We are satisfied that the words, “after having consumed a certain quantity of intoxicating liquor,” added nothing to an otherwise sufficient charge of reckless homicide. By the definitions set forth above they constituted surplusage. They were, however, by their very nature in a case involving the operation of a motor vehicle inflammatory and prejudicial. We conclude that the defendant’s motion to strike should have been granted. It logically follows that evidence tending to prove the impairment or intoxication of the defendant was improperly received, no such charge having been lodged against him.
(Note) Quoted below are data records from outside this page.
PR #1430, opened 2024-09-18
Throw an error if no media types are defined

jhendrixMSFT:
The message includes the operation ID to help with debugging.

### DIFF
--- a/packages/autorest.go/src/m4togocodemodel/clients.ts
+++ b/packages/autorest.go/src/m4togocodemodel/clients.ts
@@ -315,6 +315,9 @@ function adaptMethodParameter(op: m4.Operation, param: m4.Parameter): go.Paramet
 
   switch (param.protocol.http?.in) {
     case 'body': {
+      if (!op.requests![0].protocol.http!.mediaTypes) {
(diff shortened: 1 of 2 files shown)


packages/autorest.go/src/m4togocodemodel/clients.ts
```diff
@@ -315,6 +315,9 @@ function adaptMethodParameter(op: m4.Operation, param: m4.Parameter): go.Paramet
 
   switch (param.protocol.http?.in) {
     case 'body': {
+      if (!op.requests![0].protocol.http!.mediaTypes) {
+        throw new Error(`no media types defined for operation ${op.operationId}`);
+      }
       let contentType = `"${op.requests![0].protocol.http!.mediaTypes[0]}"`;
       if (op.requests![0].protocol.http!.mediaTypes.length > 1) {
```
chlowell, line 322: Do we still need this condition?

chlowell (approved):

packages/autorest.go/src/m4togocodemodel/clients.ts
jhendrixMSFT: Yeah, that's to handle multiple media types.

The defendant could and did justly claim [236]*236technical surprise and a lack of adequate opportunity to prepare a defense.
The entry will be
Appeal sustained. Remanded for amendment of the indictment upon the motion to strike, and for a new trial upon the indictment thus amended. So ordered.
POMEROY, J., did not sit.
DUFRESNE and WEATHERBEE, JJ., concurring in part — separate opinion.